When Riley’s and Gurnett’s paths finally did cross nearly four decades later, a local newspaper in Iowa City so confused the radically different pair of visionaries that it ran a picture of Riley—his distinctive shaved head, long gray beard, and Indian dress—with Gurnett’s name under it. The physicist’s friends joked that his newfound interest in music from encountering Riley sure seemed to have changed an unprepossessing Midwestern academic. It was, however, more the other way around. From Gurnett, Riley was given an overpowering new impetus for realizing his early, music-changing mandala insight in his new quartet, Sun Rings, about to have its premiere at the University of Iowa’s Hancher Auditorium. Contemplating the music of the spheres is, of course, a millennia-old pastime that has never gotten old. In this case, it was for Riley an occasion for both inner and outer space discovery. He had spent most of the Seventies as a composer, keyboard player, and educator determinedly moving away from musical notation towards a unique form of semi-improvised composition that embraced Indian raga, jazz, Renaissance vocal music, repetition, and electronic phasing, all in an effort of all-around musical consciousness-raising. But when Kronos Quartet violinist David Harrington twisted his arm into writing a string quartet, an apparition of the beyond—the notion of a collector of all the nightly dreams on Earth—inspired Riley to find his way back to working with a traditional (if groundbreaking) ensemble. The resulting Sunrise of the Planetary Dream Collector in 1980 began an ongoing relationship with Kronos that has led to dozens of string quartets, including the rollicking epic Salome
Dances for Peace and the penetratingly consoling Requiem for Adam. Twenty years after Sunrise, Kronos received a call out of the blue from NASA, which had a small budget for commissioning space-based artwork to mark the 25th anniversary of the launching of Voyager 1. The agency wondered whether the quartet might not like to do a little something with Gurnett’s recordings of the whistling produced by lightning, the bird-like choruses of electrons trapped in the magnetic fields of Earth and Jupiter, and the roaring boom of a solar wind shock wave. Riley was the obvious choice. “NASA’s quest for knowledge and desire to put people where we hadn’t been before,” the composer noted at the time, “seemed strangely familiar.” So, too, did the space sounds, which reminded him of his early work with electronic music and dance. But the 9/11 terrorist attack occurred while composing the new quartet, and Riley says his original, gee-whiz enthusiasm for Sun Rings suddenly felt too much like kid’s stuff, shooting rockets into space at an unsettlingly saber-rattling time. It was only after hearing poet and novelist Alice Walker on the radio recite her September 11 mantra, “One Earth, one people, one love,” that he realized that pondering the universe put the problems on Earth into a needed, interplanetary perspective. By the time of its 2002 premiere, what had originally been a modest, 20-minute string quartet had grown into an epic, evening-length, affirmative event in 10 parts with chorus and visual design by Willie Williams. Seductive as Sun Rings may be in evoking the solar system enhanced
through space imagery, listening to the quartet by itself on recording helps turn our attention to the core of Riley’s vision of Earth in the here and now. The space sounds, themselves, serve scientists by demonstrating that the outer space of our solar system is not a vacuum, since it contains enough plasma for electrical events to move air and be picked up by receivers designed by Gurnett for such spacecraft as Voyagers 1 and 2. Once these sounds are amplified and brought into frequencies our ears can accommodate, however, they do more than provide mere raw, astronomically illuminating data.

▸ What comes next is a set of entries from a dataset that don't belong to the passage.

Issue #13145, opened 2017-04-02
Table Ops layout


OlafvdSpek:
This looks bad and I don't think it improves usability.
One column is probably best.

BTW, the rename table name field is longer then the containing table..

![pma](https://cloud.githubusercontent.com/assets/2218936/24585488/e3ad12bc-178b-11e7-8503-6dcf49caff1c.PNG)

Fenn-CS:
@OlafvdSpek If I am getting you right we have to eliminate the five column system and squash everything into one column.... I wondering if these wont bring a confusion amongst the "go" buttons or do we need to rename them too? I like to have more light on what you actually expect. thanks.

OlafvdSpek:
I'm expecting something that looks better. ;)

The number of columns currently depends on the window width, you can get a one-column layout already.
I don't think there's a problem with the Go buttons.

smileytechguy:
I am going to attempt this

smileytechguy:
![image](https://cloud.githubusercontent.com/assets/8005215/25213113/5368e832-255c-11e7-9ba8-51ace7162503.png)
I like it looking like this.  However, I am not sure how to modify the source to do so.  All I did was change the default widths to 100%

shucon:
I made some changes in css but seems like width : % changes automatically due to some reason.
Any help?

karlvaniseghem:
What about this?
Removing id="boxContainer" and setting min/max-width in css to 420px, margin: 20px auto;
Removing all "operations_half_width" classes in child divs.

Effect:
![schermafbeelding 2017-05-30 om 19 40 10](https://cloud.githubusercontent.com/assets/870825/26596679/d472127c-456f-11e7-8dfe-ed455f1518c9.png)

OlafvdSpek:
Much better, though I'm not entirely sure on the center alignment.

karlvaniseghem:
How about left aligned?
![schermafbeelding 2017-05-31 om 09 44 26](https://cloud.githubusercontent.com/assets/870825/26621098/c2b71c28-45e5-11e7-9904-3ab1e3b05de8.png)

OlafvdSpek:
Great!
There's a lot of whitespace around the Go buttons, perhaps we could reduce that too.

karlvaniseghem:
Overwrite default fieldset padding (1.5em).
Changed it to padding: 5px; for tblFooters only.

[...]

PR #13339, opened 2017-05-31
Enhance layout Table Operations

karlvaniseghem:
Remove boxContainer and set fixed width on operation tables
Removed extra whitespace around Go buttons
see #13145

### DIFF
--- a/tbl_operations.php
+++ b/tbl_operations.php
@@ -299,7 +299,7 @@ $columns = $GLOBALS['dbi']->getColumns($GLOBALS['db'], $GLOBALS['table']);
 /**
  * Displays the page
  */
-$response->addHTML('<div style="min-width: 450px; max-width: 450px; margin: 20px;">');
+$response->addHTML('<div class="operations_container">');
 
 /**
  * Order the table
--- a/tbl_operations.php
+++ b/tbl_operations.php
@@ -299,7 +299,7 @@ $columns = $GLOBALS['dbi']->getColumns($GLOBALS['db'], $GLOBALS['table']);
 /**
  * Displays the page
  */
-$response->addHTML('<div id="boxContainer" data-box-width="300">');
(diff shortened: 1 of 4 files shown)


tbl_operations.php
```diff
@@ -299,7 +299,7 @@
 /**
  * Displays the page
  */
-$response->addHTML('<div id="boxContainer" data-box-width="300">');
+$response->addHTML('<div style="min-width: 450px; max-width: 450px; margin: 20px;">');
```
mauriciofauth: I don't think it's a good idea to include inline style.

nijel:
Honestly I'm not sure if it's better to leave so much of empty space on the page. Though I agree that current looks is not good. Some feedback from @phpmyadmin/developers is welcome as well.

Current look:

screenshot-2017-6-6 localhost localhost bar2 cars phpmyadmin 4 8 0-dev-current

With this PR:

screenshot-2017-6-6 localhost localhost bar2 cars phpmyadmin 4 8 0-dev

nijel:
PS: The additional spaces around go buttons probably could be removed generally, not just in this specific case...

bakgat:
How about collapsible panels or tabs instead for viewing each fieldset at once ?

nijel:
I've changed default rendering of the fieldset buttons to be more compact in ae67d1c2a7, so at least this part is now better:

screenshot-2017-6-6 localhost localhost bar2 cars phpmyadmin 4 8 0-dev-master

As for layout, I'm not really sure what to choose here. How about using second level navigation to split the page?

nijel:
I've simplified the code in edad6fc2d9a336ed73aab52629479a2a8dfaed9a, any further improvements to the layout should be done on top of that.

ibennetch:
One thing that keeps bothering me is how the first and third items are
nearly the same - copy and move are similar functions, I wonder if we
should try to merge these two fieldsets.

We have on Earth but few inanimate sounds—most commonly wind, the ocean’s waves, thunder, and electrons traveling on wires. We furthermore have a tradition of distrust for sounds we cannot hear, such as in the classic dilemma of whether a tree falling in the forest makes a noise if no one is there to hear it. Musicians know otherwise, having long conjured up the forest and the rest of nature. But for Riley, whistlers and the rest of space’s music greatly expand our sense of heard and unheard Nature. Even so, as their titles make apparent, the movements of Sun Rings suggest fancy rather than astronomical spacescapes or, as in Gustav Holst’s The Planets, astrological associations. Riley instead uses all the musical resources at his disposal to respond to and converse with the sounds. His seems an attempt to explain us to them and, in so doing, to gain insight into humanity. This led the composer to another vision: What if instead of terrorists and terrorized alike claiming God on their side, we had “a polyphony of all prayers drifting up”? That became the eighth movement, “Prayer Central,” and the essence of the quartet. Sun Rings begins with exploration, a brief overture hinting at what is in store, planetarily speaking, as swooshes from space and Gurnett’s voice guide an adventurer. For the embarkation in “Hero Danger,” space has a beat into which the quartet enters with drones and an optimistically frisky figure that travels back and forth between the players in playful counterpoint. Mostly, though, space sounds serve as promising background, while a central dirge reminds us that mysteries lurk in the unknown.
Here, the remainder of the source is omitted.